Friday, June 29, 2007

Very long overdue Friday lit. blogging

It's shameful how I've neglected to do Friday literature posts over the last several months. It's just been so hard to keep blogging in the first place. But now seemed like a good time to revisit Virginia Woolf's underappreciated Three Guineas. I chose this piece for today because of its timeliness, given the continuing depressing news from Iraq.

It's also interesting to note that even in a non-fiction piece like this, Woolf can't resist returning to one of her favorite topics: memory. To Woolf, there is no escaping the past. It infuses everything we do, every decision we make, and even, as in this passage, our visceral, immediate reactions to current events. In many ways this emphasis on memory is the overarching theme of all Woolf's works, from To the Lighthouse to Mrs. Dalloway to my sentimental favorite, the towering, epically moving Orlando.

I think if Woolf were alive today, she'd be shocked at our continuing inability to learn that blowing up civilians never solves anything.

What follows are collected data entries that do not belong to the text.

PR #327, opened 2023-06-05
Add sso login button if url is available

CFarcy:


src/modules/Auth/components/AuthProvider/index.js
```diff
@@ -45,9 +46,12 @@ export class AuthProvider extends React.Component {
     await createToken(properties);
   }
 
-  logoutAction = () => {
+  logoutAction = async (ssoLink = null) => {
     clearToken();
     this.setState({ authenticated: false, user: null });
+    if (ssoLink) {
+      await Api.request(ssoLink);
+    }
```
mabhub, line 54: Maybe should we call logout link for sso _before_ clearing token?

mabhub (approved):

src/modules/Auth/components/AuthProvider/index.js
CFarcy: done

mabhub (approved):

PR #341, opened 2023-06-16
Add uuid to Legends to use as key

Bo-Duke:
Fixes bug where legends without title could be duplicated.

Also removes logic which enables zoom restrictiction on legends as it isn't currently used

### DIFF
--- a/src/modules/Map/InteractiveMap/InteractiveMap.js
+++ b/src/modules/Map/InteractiveMap/InteractiveMap.js
@@ -168,7 +168,6 @@ export class InteractiveMap extends React.Component {
         ? backgroundStyle[0].url
         : backgroundStyle,
       legends: [],
-      uuidLegends: [],
       interactionList: [],
     };
   }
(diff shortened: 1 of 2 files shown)


src/modules/Map/InteractiveMap/InteractiveMap.js
```diff
@@ -296,17 +293,13 @@ export class InteractiveMap extends React.Component {
...
-    const { map } = this;
-    if (!map) return;
-    const zoom = map.getZoom();
-    const filteredLegends = legends
-      .filter(({ minZoom = 0, maxZoom = Infinity }) =>
-        ((zoom === 0 && minZoom === 0) || zoom > minZoom) && zoom <= maxZoom);
-
-    this.setState({ legends: filteredLegends });
-  };
+    const uuidLegends = legends.map(legend => ({ ...legend, renderUuid: uuid() }));
```
Bo-Duke, line 298: Yeah all new legends are rerendered when one is added / removed because there's no easy way to ID unique legends. It's good enough and still better than before.

CFarcy (approved):

mabhub (approved):

PR #345, opened 2023-06-27
Fix pie-charts opacity and radius

Bo-Duke:


src/modules/Map/Map/Map.js
```diff
@@ -435,13 +454,19 @@ export class MapComponent extends React.Component {
...
     };
 
     map.on('render', () => {
       if (!map.isSourceLoaded(layer.source)) return;
-      const { fields, chart_radius: chartRadius } = layer.advanced_style;
+      const { fields, ...advancedStyle } = layer.advanced_style;
       const usableFields = fields.filter(field => field.use);
-      updateMarkers(usableFields, chartRadius);
+      updateMarkers(usableFields, advancedStyle);
     });
```
mabhub, line 470: Do we know how often this event occurs?

mabhub (approved):

src/modules/Map/Map/Map.js
Bo-Duke: Quite often.

Nothing is made if the features on screen haven't changed but yeah, there's a map.queryRenderedFeatures each time the user pan or zooms.

I have lots of ideas to improve performances, especially in cases where we have several piechart layers in the same view but I'll do it with the upcoming radius change (radius of piechart being calculated in the back instead of at runtime)

PR #349, opened 2023-07-07
Add filter input to layerstree

Bo-Duke:
Still some things to finish up, especially about the style. (And if the feature should be hidden behind a button)

### DIFF
--- a/src/modules/Map/Map/components/SearchControl/SearchInput.js
+++ b/src/modules/Map/Map/components/SearchControl/SearchInput.js
@@ -2,19 +2,14 @@ import React from 'react';
 import { Card, InputGroup, Button } from '@blueprintjs/core';
 
 export const SearchInput = ({
-  onChange,
   query,
   onClose,
   onKeyPress,
-  onFocus,
   loading,
-  placeholder,
+  ...props
 }) => (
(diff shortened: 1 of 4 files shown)


src/modules/Map/Map/components/SearchControl/SearchInput.js
```diff
@@ -8,9 +8,11 @@ export const SearchInput = ({
   onKeyPress,
   onFocus,
   loading,
+  placeholder,
 }) => (
   <Card className="search-input">
     <InputGroup
+      placeholder={placeholder}
```
mabhub, line 15: What about:

```suggestion
  ...rest
}) => (
  <Card className="search-input">
    <InputGroup
      {...rest}
```

or maybe something like:

```js
export const SearchInput = ({
  query: value,
  onClose,
  loading,
  cardProps = {},
  ...props
}) => (
  <Card className="search-input" {...cardProps}>
    <InputGroup
      rightElement={(
        <Button
          icon="small-cross"
          minimal
          loading={loading}
          onClick={onClose}
        />
      )}
      {...props}
    />
  </Card>
);
```

mabhub (approved):

PR #194, opened 2021-08-16
Modified the heatmap so that colors are apply over rank instead

kennethshsu:


jbogaardt:
I believe this resolves #191

PR #237, opened 2021-12-06
Citations & Bibliography

SRwcf:
I have updated the references used in the jupyter book and made a bibliography to systematically store references in one place. Thank You!


jbogaardt:
Thank you @SRwcf , what a great contribution!

Issue #269, opened 2022-03-08
Bug in .full_triangle()


kennethshsu:
I think there's a bug in `.full_triangle_`

```python
prism = cl.load_sample("prism")
bf_model = cl.BornhuetterFerguson(apriori=0.90)
bf_fit = bf_model.fit(
    X=prism["Incurred"].sum(), sample_weight=prism["Incurred"].latest_diagonal.sum()
)
```

My understanding is that `.full_expectation_`, is the expected triangle, backfilling all known values. This looks good.
```python
bf_fit.ultimate_ - bf_fit.full_expectation_.iloc[:, :, :, -1]
```

However, when calling `.full_triangle_`, which is the expected triangle, not backfilling all known values (upper left triangle). I am getting non-zero results.
```python
bf_fit.ultimate_ - bf_fit.full_triangle_.iloc[:, :, :, -1]
```

jbogaardt:
Interesting. `full_triangle_` is incremental, likely because the underlying triangle is incremental.
```python
print(bf_fit.full_expectation_.is_cumulative)
print(bf_fit.full_triangle_.is_cumulative)
print(bf_fit.ultimate_ - bf_fit.full_triangle_.incr_to_cum().iloc[..., -1])
```
We should probably make `full_expectation_` also behave as the underlying triangle in incremental fashion.  I don't think we should state them as cumulative (unless the user does so with their original triangle). It is better to assume the user is using incremental triangles to save on RAM. Incremental is my prefered format when working with large triangles.

kennethshsu:
Instead of making it defaulted to incremental, don't you think it's better that the triangles match? If the underlying triangle is cumulative, the `full_expectation_` and `full_triangle_` should both be cumulative. I think this is more intuitive. What do you think?

jbogaardt:
sorry, yes, thats what I mean. Whichever `is_cumulative` status the main triangle has should be inherited by both `full_expectation_` and `full_triangle_`

kennethshsu:
Ok cool, glad we are on the same page now. Let me try to fix this one.

kennethshsu:
Is there a way to check if the underlying triangle passed to an IBNR method is a cumulative or incremental triangle?

I see there's self.X_, but I think this is always is cumulative form?

jbogaardt:
Interesting...again. I would  `X_` to preserve its `is_cumulative`. It does so during `fit`, but it mutates the triangle during `predict`:

```python
import chainladder as cl
[...]

Issue #143, opened 2021-04-06
full_triangle_ for BF method


mlbugs:
BF method doesn't seem to be creating the runoff triangle correctly.  In my data, accident months can have volatile reported losses as of the latest valuation date.  Using an expected IBNR method can therefore produce volatile LDF's (implied, using ultimate_ / latest.diagonal ).  In my particular case, when reported losses are an outlier on the low end, the implied LDF is very high.  When I extract the first diagonal from the runoff triangle and divide that into my ultimate*, the resulting LDF's are much more homogeneous than they were the previous months.  Assuming my development pattern is relatively benign, there shouldn't be this much smoothing (development) in a one month projection.  For example, if the percent of ultimate for month _n_ is estimated to be 90% and for _n+1_ it's 95%, the LDF shouldn't drop from 3.0 to 1.2, it should drop to 1.6 (only 3.3% of ultimate has been reported for the month in questions as of month _n_).  The projected ultimate is only 13.3% and an expectation of 5% being reported next month would yield an expected reported loss of 8.3% and an implied ldf of 1.6.

Use case here is daily interpolation between month start and month end (ie, subsequent) LDF's.  It's better to interpolate to the expected month-end ldf than the subsequent accident month's ldf as this could produce large swings in your projected ultimate losses during the month.

*First diagonal from runoff triangle:
bf_table2 = bf_table.full_triangle_.dev_to_val()
bf_table3 = bf_table2[bf_table2.valuation==(triangle.valuation_date + relativedelta(months=+1))]
next_mo_ldf = bf_table.ultimate_ / bf_table3

for relativedelta, use "from dateutil.relativedelta import *"

jbogaardt:
Hi @mlbugs , Let me state how it _currently_ works - The run-off for future valuations of a triangle is entirely a function of the estimators `ultimate_` vector and its `cdf_`.  Specifically it is `estimator.ultimate_ / estimator.cdf_`.  This "run-off" formula is shared across all estimators including the expected loss methods. See [code implementation](https://github.com/casact/chainladder-python/blob/master/chainladder/core/common.py#L19-L20).   

Are you suggesting that for expected loss methods, the run-off should also be a function of the previous diagonal as well?  

It would help me if we could work from a reproducible example.  Is it possible to reproduce the issue from this sample as a baseline as well as your expectation for the correct answer?

```python
import chainladder as cl

triangle = cl.load_sample('raa')
exposure = triangle.latest_diagonal*0 + 20000
[...]

PR #271, opened 2022-03-11
#269 Corrected an error of inconsistency in full_expectation_ and full_triangle_

kennethshsu:
Addressed an error and refactored the code per #269 

Test code:
``` python
def test_full_triangle_and_full_expectation(raa):
    raa_cum = raa
    assert raa_cum.is_cumulative == True

    raa_incr = raa_cum.cum_to_incr()
    assert raa_incr.is_cumulative == False
    assert raa_incr.incr_to_cum().is_cumulative == True
    assert raa_incr.incr_to_cum() == raa_cum

    cl_fit_incr = cl.Chainladder().fit(X=raa_incr)
    assert cl_fit_incr.X_.is_cumulative == False

    cl_fit_cum = cl.Chainladder().fit(X=raa_cum)
    assert cl_fit_cum.X_.is_cumulative == True

    assert cl_fit_incr.cdf_ == cl_fit_cum.cdf_
    assert cl_fit_incr.ultimate_ == cl_fit_cum.ultimate_

    assert cl_fit_cum.full_expectation_ == cl_fit_incr.full_expectation_.incr_to_cum()
    assert (
        cl_fit_cum.full_triangle_ - cl_fit_incr.full_triangle_.incr_to_cum() < 0.00001
    )
    assert (cl_fit_cum.full_triangle_ - raa_cum) - (
        cl_fit_incr.full_triangle_.incr_to_cum() - raa_incr.incr_to_cum()
    ) < 0.00001

    bf_fit_incr = cl.BornhuetterFerguson(apriori=1).fit(
        X=raa_incr, sample_weight=raa_incr.incr_to_cum().latest_diagonal * 0
    )
    assert bf_fit_incr.X_.is_cumulative == False

    bf_fit_cum = cl.BornhuetterFerguson(apriori=1).fit(
        X=raa_cum, sample_weight=raa_cum.latest_diagonal * 0
    )
    assert bf_fit_cum.X_.is_cumulative == True

    assert bf_fit_incr.cdf_ == bf_fit_cum.cdf_
    assert bf_fit_incr.ultimate_ == bf_fit_cum.ultimate_

    assert bf_fit_cum.full_expectation_ == bf_fit_incr.full_expectation_.incr_to_cum()
    assert (
        bf_fit_cum.full_triangle_ - bf_fit_incr.full_triangle_.incr_to_cum() < 0.00001
    )
    assert (bf_fit_cum.full_triangle_ - raa_cum) - (
        bf_fit_incr.full_triangle_.incr_to_cum() - raa_incr.incr_to_cum()
    ) < 0.00001
```

### DIFF
--- a/chainladder/core/common.py
+++ b/chainladder/core/common.py
@@ -10,11 +10,19 @@ from chainladder.utils.utility_functions import concat
 from chainladder import options
 
 
-def _get_full_expectation(cdf_, ultimate_):
+def _get_full_expectation(cdf_, ultimate_, is_cumulative):
     """ Private method that builds full expectation"""
     full = ultimate_ / cdf_
 
-    return concat((full, ultimate_.copy().rename("development", [9999])), axis=3)
+    if is_cumulative:
+        return concat((full, ultimate_.copy().rename("development", [9999])), axis=3)
+
+    else:
+        tail_ = full.iloc[:, :, :, -1] - ultimate_
+
+        return concat(
+            (full.cum_to_incr(), tail_.copy().rename("development", [9999])), axis=3
+        )
 
 
 class Common:
@@ -52,7 +60,7 @@ class Common:
                 + "' object has no attribute 'full_expectation_'"
             )
 
-        return _get_full_expectation(self.cdf_, self.ultimate_)
+        return _get_full_expectation(self.cdf_, self.ultimate_, self.X_.is_cumulative)
 
     @property
     def full_triangle_(self):
@@ -63,7 +71,9 @@ class Common:
                 + "' object has no attribute 'full_triangle_'"
             )
 
-        full_expectation = _get_full_expectation(self.cdf_, self.ultimate_)
+        full_expectation = _get_full_expectation(
+            self.cdf_, self.ultimate_, self.X_.is_cumulative
+        )
         frame = self.X_ + full_expectation * 0
         xp = self.X_.get_array_module()
         fill = (xp.nan_to_num(frame.values) == 0) * (self.X_ * 0 + full_expectation)
--- a/chainladder/core/common.py
+++ b/chainladder/core/common.py
@@ -6,39 +6,15 @@ import pandas as pd
 from chainladder.utils.cupy import cp
 from chainladder.utils.sparse import sp
 from chainladder.utils.dask import dp
+from chainladder.utils.utility_functions import concat
+from chainladder import options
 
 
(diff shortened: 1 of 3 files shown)


jbogaardt:
@kennethshsu, I notice that this code coerces `full_expectation_` and `full_triangle_` to use the same underlying calculation.  When these two properties were first developed they worked that way. However, they we separated out the calcs because of #143.  Can you take a look and let me know your thoughts?

kennethshsu:
I think the discussion makes a lot of sense, and I do like that the emergence should really only be based on `_ibnr` so we don't get that kink to start with. However, I don't really like the fact that we are defining `full_expectation_` vs `full_triangle_` as the identical besides the known upper left triangle. Here's what I propose:

- `full_expectation_`: continue to use `.ultimate_/.cdf_`
- `full_triangle_`: continue to use `.ultimate_/.cdf_` for the lower part of the triangle, and known values for the upper part of the triangle. I think there's value in the relationship between `full_expectation_` and full_triangle_`, this is good for back-testing actual vs expected.
- a new attribute, perhaps `expected_ibnr_`? This will correct for the kinks, and focuses only on bridging the `latest_diagonal` to `ultimate_`

What do you think?

kennethshsu:
On second thought, how about in both `full_expextation_` and `full_triangle_` we add an option to normalize the pattern with `ibnr_`? Maybe `normalized_latest` as a boolean variable and default it to `True`?

jbogaardt:
This topic has only received light research, but I'd really like to resist the temptation to change the calcs without additional support from actuarial literature.  In #143, there is reference to the [Clark paper](https://www.casact.org/sites/default/files/2021-03/7_Clark.pdf). We set `full_triangle_` to adhere to the loss emergence formulation on page 47 (page 7 by page count). Per the paper, incremental loss emergence is different between Chainladder "LDF" methods and Expected Loss "Cape Cod" methods. Its not clear to me that it should be an option to be selected by the user. Its seems a byproduct of the type of IBNR method chosen.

Here then on the table before us are photographs. The Spanish Government sends them with patient pertinacity about twice a week. They are not pleasant photographs to look upon. They are photographs of dead bodies for the most part. This morning’s collection contains the photograph of what might be a man’s body, or a woman’s; it is so mutilated that it might, on the other hand, be the body of a pig. But those certainly are dead children, and that undoubtedly is the section of a house. A bomb has torn open the side; there is still a birdcage hanging in what was presumably the sitting-room, but the rest of the house looks like nothing so much as a bunch of spillikins suspended in mid air.

Those photographs are not an argument; they are simply a crude statement of fact addressed to the eye. But the eye is connected with the brain; the brain with the nervous system. That system sends its messages in a flash through every past memory and present feeling. When we look at those photographs some fusion takes place within us; however different the education, the traditions behind us, our sensations are the same; and they are violent. You, Sir, call them ‘horror and disgust’. We also call them horror and disgust. And the same words rise to our lips. War, you say, is an abomination; a barbarity; war must be stopped at whatever cost. And we echo your words. War is an abomination; a barbarity; war must be stopped. For now at last we are looking at the same picture; we are seeing with you the same dead bodies, the same ruined houses.